Donald Trump’s promise of “mass deportation” is unworkable

Listen to this story.

THE Placards at Donald Trump’s rallies put it bluntly: “Mass deportations now!” If elected again, Mr Trump promises the largest expulsion of illegal immigrants in American history. He has praised Operation Wetback, a big deportation programme under President Dwight Eisenhower. Pressed for details, J.D. Vance, Mr Trump’s running-mate, suggested that their administration would start by deporting 1m people and then take it from there. Could they actually do it?

Deportation is the most emotive aspect of immigration enforcement, and not just in America. Right now Germans are focused on the issue too, after a Syrian migrant who was supposed to have been deported stabbed three people to death in Solingen. Immigration laws should be enforced, not only because the rule of law matters, but also because voters will not tolerate a reasonably welcoming immigration system if they think it involves surrendering control of their borders. So there has to be a way of removing people who arrive illegally or overstay their visas.

Yet the practicalities are fraught. People must sometimes be forced onto buses and planes bound for countries they do not want to return to. Before this, they must often be held in detention centres, which resemble prisons. And their countries of origin must be cajoled or bribed into taking them back. For many Trump supporters, the harshness is the point: it deters others from arriving. But it is worth pondering the likely consequences of a crash programme of mass deportation.

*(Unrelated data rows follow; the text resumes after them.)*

PR #308, opened 2015-11-30
Refactor of IPython extension and rendering

philippjfr:
This PR will refactor the OutputMagic and display hooks such that they are backend independent and move some of the display machinery onto the Renderers. This will make the IPython extension cleaner and make it much easier to add new output formats and renders, and allow for static HTML exporting.

The PR is far from ready for merging.

### DIFF
--- a/holoviews/core/__init__.py
+++ b/holoviews/core/__init__.py
@@ -12,44 +12,6 @@ from .io import FileArchive
 
 archive = FileArchive()
 
-
-def displayable(obj):
-    """
-    Predicate that returns whether the object is displayable or not
-    (i.e whether the object obeys the nesting hierarchy
-    """
-    if isinstance(obj, HoloMap):
-        return not (obj.type in [Layout, GridSpace, NdLayout])
-    if isinstance(obj, (GridSpace, Layout, NdLayout)):
-        for el in obj.values():
-            if not displayable(el):
-                return False
-        return True
-    return True
-
-
-def undisplayable_info(obj, html=False):
-    "Generate helpful message regarding an undisplayable object"
-
-    collate = '<tt>collate</tt>' if html else 'collate'
-    info = "For more information, please consult the Composing Data tutorial (http://git.io/vtIQh)"
-    if isinstance(obj, HoloMap):
-        error = "HoloMap of %s objects cannot be displayed." % obj.type.__name__
-        remedy = "Please call the %s method to generate a displayable object" % collate
-    elif isinstance(obj, Layout):
-        error = "Layout containing HoloMaps of Layout or GridSpace objects cannot be displayed."
-        remedy = "Please call the %s method on the appropriate elements." % collate
-    elif isinstance(obj, GridSpace):
-        error = "GridSpace containing HoloMaps of Layouts cannot be displayed."
-        remedy = "Please call the %s method on the appropriate elements." % collate
-
-    if not html:
-        return '\n'.join([error, remedy, info])
-    else:
-        return "<center>{msg}</center>".format(msg=('<br>'.join(
-            ['<b>%s</b>' % error, remedy, '<i>%s</i>' % info])))
-
-
 # Define default type formatters
 Dimension.type_formatters[int] = "%d"
 Dimension.type_formatters[float] = "%.5g"
--- a/holoviews/ipython/magics.py
+++ b/holoviews/ipython/magics.py
@@ -175,9 +175,6 @@ class OptionsMagic(Magics):
         return items
 
 
-class OutputWarning(param.Parameterized):pass
-outputwarning = OutputWarning(name='Warning')
-
 
 @magics_class
 class OutputMagic(OptionsMagic):
@@ -308,8 +305,7 @@ class OutputMagic(OptionsMagic):
     def _validate(cls, options, linemagic):
         "Validation of edge cases and incompatible options"
         backend = Store.current_backend
-        Store.renderers[backend].validate(options)
-        return options
+        return Store.renderers[backend].validate(options)
 
 
     @line_cell_magic
--- a/holoviews/ipython/magics.py
+++ b/holoviews/ipython/magics.py
@@ -324,6 +324,9 @@ class OutputMagic(OptionsMagic):
             self._set_render_options(new_options)
             OutputMagic.options = new_options
         except Exception as e:
+            self.set_backend(self.last_backend)
+            OutputMagic.options = restore_copy
+            self._set_render_options(restore_copy)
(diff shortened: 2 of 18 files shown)


jlstevens:
I've skimmed through the PR and it looks pretty good to me. Nice to see deletion from the IPython extension without a corresponding increase elsewhere. The approach of using renderer instance to keep track of the options (i.e as parameters) is very nice.

What in particular isn't ready yet? Is there anything you would like me to look at in more detail?

holoviews/core/__init__.py
```diff
@@ -12,44 +12,6 @@
 
 archive = FileArchive()
 
-
```
jlstevens: Moving these two functions to ``util`` does make sense.

jlstevens:
Just a few comments (I'll extend this list as I go along):

1. ``render_object`` should just be called ``render``.
2. ``collate_object`` should just be called ``collate`` (the function as opposed to the methods)

holoviews/plotting/renderer.py
```diff
@@ -257,3 +284,10 @@ def state(cls):
         """
         yield
 
+
+    @classmethod
+    def validate(cls, options):
+        """
+        Validates a dictionary of options set on the backend.
```
jlstevens: I think the docstring should be something like ``"Validate an options dictionary for the renderer"'. The reason is that I would say that 'renderer' is a holoviews term (subclass of ``Renderer``) whereas the 'backend' is the library or 3rd party tool used by the renderer. Very closely related, I agree but not quite the same thing.

jlstevens: Also, why not make ``validate`` accept ``**kwargs`` instead of a dictionary of options? Ends up being the same thing but maybe a nicer interface for validation. Just something to consider.

holoviews/plotting/renderer.py
```diff
@@ -175,6 +187,21 @@ def html(self, obj, fmt=None, css={}):
         return tag.format(src=src, mime_type=mime_type, css=css)
 
 
+    def get_widget(self, plot, widget_type):
+        isuniform = plot.uniform
```
jlstevens: Does (or should?) widgets have an 'auto' option? I think it is a little weird you can specify a ``widget_type`` just to override it. If you have 'auto', you can turn that into a concrete widget but if you specify a widget and it doesn't make sense, shouldn't you raise an exception instead of overriding it?

holoviews/plotting/bokeh/renderer.py
```diff
@@ -42,7 +51,7 @@ def __call__(self, obj, fmt=None):
                 json = plotobj.vm_serialize(changed_only=True)
                 data[plotobj.ref['id']] = {'type': plotobj.ref['type'],
                                            'data': json}
-            return serialize_json(data), {'file-ext':json, 'mime_type':MIME_TYPES[fmt]}
```
jlstevens: Was it really setting the file extension to all the actual json data before? ;-p

holoviews/plotting/bokeh/renderer.py
```diff
@@ -42,7 +51,7 @@ def __call__(self, obj, fmt=None):
...
+            return serialize_json(data), {'file-ext':' json', 'mime_type':MIME_TYPES[fmt]}
```
jlstevens: Why is there a space in the ``file-ext``? Shouldn't it be ``'json'`` not `` json``?

holoviews/plotting/bokeh/renderer.py
```diff
@@ -93,3 +102,20 @@ def get_size(self_or_cls, plot):
...
+        Validates a dictionary of options set on the backend.
+        """
+        try:
+            import bokeh
+            import bokeh.io
+        except:
+            raise ImportError("Could not import one of bokeh, pandas or scipy.")
+
+        if not cls._loaded:
+            bokeh.io.load_notebook()
```
jlstevens: I am happy for this to be here as long as this is good behavior for injecting the bokeh javascript (i.e fewer problems with deleted cells, or repeating the same javascript over and over etc).

holoviews/ipython/magics.py
```diff
@@ -200,27 +194,15 @@ def list_backends():
...
-            assert sorted(mode_formats['fig'].keys()) == sorted(mode_formats['holomap'].keys())
-            for mode in mode_formats['fig'].keys():
-                key = '%s:%s' % (renderer.backend, mode) if mode != 'default' else renderer.backend
-                formats.update({key: (mode_formats['fig'][mode],
-                                      inbuilt_formats + mode_formats['holomap'][mode])})
-        return formats
-
-
+    def list_formats(format_type):
+        backend = Store.current_backend
```
jlstevens: Shouldn't this take a ``mode`` (or maybe ``backend``) argument, allowing it to be used in ``update_options``?

holoviews/ipython/magics.py
```diff
@@ -200,27 +194,15 @@ def list_backends():
...
+        renderer = Store.renderers[backend]
+        return renderer.params(format_type).objects
 
     # Lists: strict options, Set: suggested options, Tuple: numeric bounds.
-    allowed = {'backend'     : list_backends() + ['nbagg', 'd3'],
-               'fig'         : ['svg', 'png', 'repr', 'pdf', 'html'],
-               'holomap'     : inbuilt_formats,
+    allowed = {'backend'     : list_backends(),
+               'fig'         : list_formats('fig'),
+               'holomap'     : list_formats('holomap'),
```
jlstevens: If ``list_formats`` is updated as suggested above, the default mode (on initialization of the magic) could be made explicit. e.g ``list_formats('fig', 'mpl:default')`` (or similar).

holoviews/plotting/bokeh/renderer.py
philippjfr: We can do that after it's merged.

holoviews/ipython/magics.py
philippjfr: Done.

jlstevens:
Ok, I'm happy with this refactor. It really cleans things up and removing code from the ipython extension is always a good thing.

jlstevens:
It is now merged and working. There is one more thing I would like to fix before 1.4 - currently the constructor of ``DynamicMap`` makes sure one item is in ``.data``. 

For generators, that means using ``next(..)`` and consuming one step of the generator. This should be moved out into either the display hooks or (probably even better) the renderer.

I'm happy to implement this change if Philipp tells me where he thinks this initialization should go. I can definitely remove this initialization from the ``DynamicMap`` constructor once it is done.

Some 11m people live in America illegally, according to the Migration Policy Institute. (Mr Trump implausibly claims there are 15m-20m.) Deporting them all could directly cost the government $150bn, or $14,000 per deportee. And that does not include the costs of depriving American firms of millions of workers and customers. Estimates of the cumulative hit to GDP quickly run into the trillions. Nor does it include the cost to families. Most illicit immigrants have been in the country for more than a decade. Expelling them would mean that 4.5m children who are American citizens by birth would be separated from either a parent or their home.

Optimistic liberals think Mr Trump may be posturing. He never kept his promise to “build the wall”, they observe, and since that slogan no longer shocks, “mass deportation” is a suitably fiery substitute for the campaign trail. But what if he is serious? The first Trump administration did try to raise the pace of deportations, only to be stymied by the courts. In a second term the political appointees running Immigration and Customs Enforcement (ICE) would be better prepared, and the courts perhaps more pliant.

Still, to deport millions Mr Trump would need the consent of foreign governments to receive them. This can sometimes be gained by quiet diplomacy, as shown by the first full flight of deportees from America to China since 2018, which took place earlier this year to little fanfare. A Trump administration might accomplish something similar with a mixture of bluster and threats, perhaps promising punitive tariffs unless foreign countries take their citizens back. But it might not work.

And to round people up in the first place, Mr Trump’s administration would need the co-operation of local law-enforcement agencies, many of which are under the political control of Democrats. With Joe Biden as president, that co-operation has generally got better. Cities quietly work with ICE to deport people who may threaten public safety. With Mr Trump back in the White House it would surely cease, leaving him to rail impotently about sanctuary cities and states. In some ways this might be ideal for Mr Trump: he could sound tough on immigration without having to own the consequences of his policy.

Even if Mr Trump could not deport millions of people a year, he could probably return to the pace seen under Barack Obama, who once expelled more than 430,000 people in a single year. Over four years that would add up. There seems scant prospect of a more thoughtful immigration policy. That would combine a warm welcome for the hands and brains America’s labour market craves with firm enforcement, prioritising the removal of recent unlawful arrivals and those with criminal records. It would also involve a political deal allowing the millions of hardworking illegal migrants who have been in the country for a decade or more to stay. But a candidate who calls migrants “invaders” is unlikely to forge such a compromise.